> [The records]
────────────────

PR #194, opened 2023-06-30
remove line from markdown about automatic emails for tags

dblatcher:
## What does this change?

https://trello.com/c/ZL6Y2oBC/508-copy-for-tag-setup-page
Remove line from markdown about automatic emails for tags


phillipbarron (approved):
👍

PR #199, opened 2023-07-05
Edit rendering options form

dblatcher:
## What does this change?

 - add a page for setting or editing the `renderingOptions`, and the `SeriesTag` and `Category` on a launched newsletter.
 - adapts the undefined -> null -> undefined mechanism used by the state machine to allow defined values on a newsletters to be changed to `undefined` with a json post to the API (`undefined` is not valid data, so key-value pairs with a value of `undefined` are omitted by JSON.stringify)

## How to test

The form pages  can be access from the "set rendering options" button on the homepage.

Setting series tag to an empty string and submitting will 'unset' the value on the server to undefined.

Launched newsletters can be "relaunched" article-based by adding the rendering options.
Editorial could use the form to adjust the options for an existing newsletter design.

Maybe we should 'hide' this page until email rendering is using the API to render emails?

## Images

Screenshot 2023-07-05 at 15 37 46

### DIFF
--- a/libs/newsletters-data-client/src/lib/json-undefined-null-conversions.spec.ts
+++ b/libs/newsletters-data-client/src/lib/json-undefined-null-conversions.spec.ts
@@ -1,4 +1,7 @@
-import { replaceNullWithUndefined } from './json-undefined-null-conversions';
+import {
+	replaceNullWithUndefinedForUnknown,
+	replaceNullWithUndefinedInFormDataRecord,
+} from './json-undefined-null-conversions';
 import type { FormDataRecord } from './transformWizardData';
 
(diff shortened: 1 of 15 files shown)


libs/newsletters-data-client/src/lib/json-undefined-null-conversions.spec.ts
```diff
@@ -0,0 +1,130 @@
+import {
```
phillipbarron, line 1: love a thorough test 🎉

phillipbarron (approved):
Looks great - get's us a long way toward relaunch 👍

PR #201, opened 2023-07-11
Dblatcher text areas in forms

dblatcher:
## What does this change?

Adds an option to have string values in a `WizardStepLayout` collected in multi-line text areas, so better support longer values like description fields, using an optional `fieldDisplayOptions` property.

The input on text areas is processed to remove any tabs or carriage returns - in effect the user cannot input formatted / multiline text, but the text will wrap, rather than be clipped. (We could add extra options to configure textArea to allow formatted text, but there is not a current need for this).

configures the steps in the main draft wizard to use the textArea for  text  fields likely to be longer (eg headlines, descriptions.

Makes the width for fields in schema forms wider - the wrapper was set to maxWidth = 400, but changed it to 'sm' (600px by default, but can be configured in the theme).

## How to test

Description fields will be multi-line, but not accept CR's or Tabs.

Easier for user to read longer text values.

One extra thing to remember when configuring new wizards. 

## Images

Screenshot 2023-07-11 at 12 05 09

### DIFF
--- a/apps/newsletters-ui/src/app/components/EditNewsletterForm.tsx
+++ b/apps/newsletters-ui/src/app/components/EditNewsletterForm.tsx
@@ -74,7 +74,7 @@ export const EditNewsletterForm = ({ originalItem }: Props) => {
 				}
 				stringConfig={{
 					signUpDescription: {
-						type: 'textArea',
+						inputType: 'textArea',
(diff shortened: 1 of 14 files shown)


phillipbarron (approved):
LGTM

────────────────

> [Problem] Please give back all of the data exactly as it appears.

> [Response below]
PR #194, opened 2023-06-30
remove line from markdown about automatic emails for tags

dblatcher:
## What does this change?

https://trello.com/c/ZL6Y2oBC/508-copy-for-tag-setup-page
Remove line from markdown about automatic emails for tags


phillipbarron (approved):
👍

PR #199, opened 2023-07-05
Edit rendering options form

dblatcher:
## What does this change?

 - add a page for setting or editing the `renderingOptions`, and the `SeriesTag` and `Category` on a launched newsletter.
 - adapts the undefined -> null -> undefined mechanism used by the state machine to allow defined values on a newsletters to be changed to `undefined` with a json post to the API (`undefined` is not valid data, so key-value pairs with a value of `undefined` are omitted by JSON.stringify)

## How to test

The form pages  can be access from the "set rendering options" button on the homepage.

Setting series tag to an empty string and submitting will 'unset' the value on the server to undefined.

Launched newsletters can be "relaunched" article-based by adding the rendering options.
Editorial could use the form to adjust the options for an existing newsletter design.

Maybe we should 'hide' this page until email rendering is using the API to render emails?

## Images

Screenshot 2023-07-05 at 15 37 46

### DIFF
--- a/libs/newsletters-data-client/src/lib/json-undefined-null-conversions.spec.ts
+++ b/libs/newsletters-data-client/src/lib/json-undefined-null-conversions.spec.ts
@@ -1,4 +1,7 @@
-import { replaceNullWithUndefined } from './json-undefined-null-conversions';
+import {
+	replaceNullWithUndefinedForUnknown,
+	replaceNullWithUndefinedInFormDataRecord,
+} from './json-undefined-null-conversions';
 import type { FormDataRecord } from './transformWizardData';
 
(diff shortened: 1 of 15 files shown)


libs/newsletters-data-client/src/lib/json-undefined-null-conversions.spec.ts
```diff
@@ -0,0 +1,130 @@
+import {
```
phillipbarron, line 1: love a thorough test 🎉

phillipbarron (approved):
Looks great - get's us a long way toward relaunch 👍

PR #201, opened 2023-07-11
Dblatcher text areas in forms

dblatcher:
## What does this change?

Adds an option to have string values in a `WizardStepLayout` collected in multi-line text areas, so better support longer values like description fields, using an optional `fieldDisplayOptions` property.

The input on text areas is processed to remove any tabs or carriage returns - in effect the user cannot input formatted / multiline text, but the text will wrap, rather than be clipped. (We could add extra options to configure textArea to allow formatted text, but there is not a current need for this).

configures the steps in the main draft wizard to use the textArea for  text  fields likely to be longer (eg headlines, descriptions.

Makes the width for fields in schema forms wider - the wrapper was set to maxWidth = 400, but changed it to 'sm' (600px by default, but can be configured in the theme).

## How to test

Description fields will be multi-line, but not accept CR's or Tabs.

Easier for user to read longer text values.

One extra thing to remember when configuring new wizards. 

## Images

Screenshot 2023-07-11 at 12 05 09

### DIFF
--- a/apps/newsletters-ui/src/app/components/EditNewsletterForm.tsx
+++ b/apps/newsletters-ui/src/app/components/EditNewsletterForm.tsx
@@ -74,7 +74,7 @@ export const EditNewsletterForm = ({ originalItem }: Props) => {
 				}
 				stringConfig={{
 					signUpDescription: {
-						type: 'textArea',
+						inputType: 'textArea',
(diff shortened: 1 of 14 files shown)


phillipbarron (approved):
LGTM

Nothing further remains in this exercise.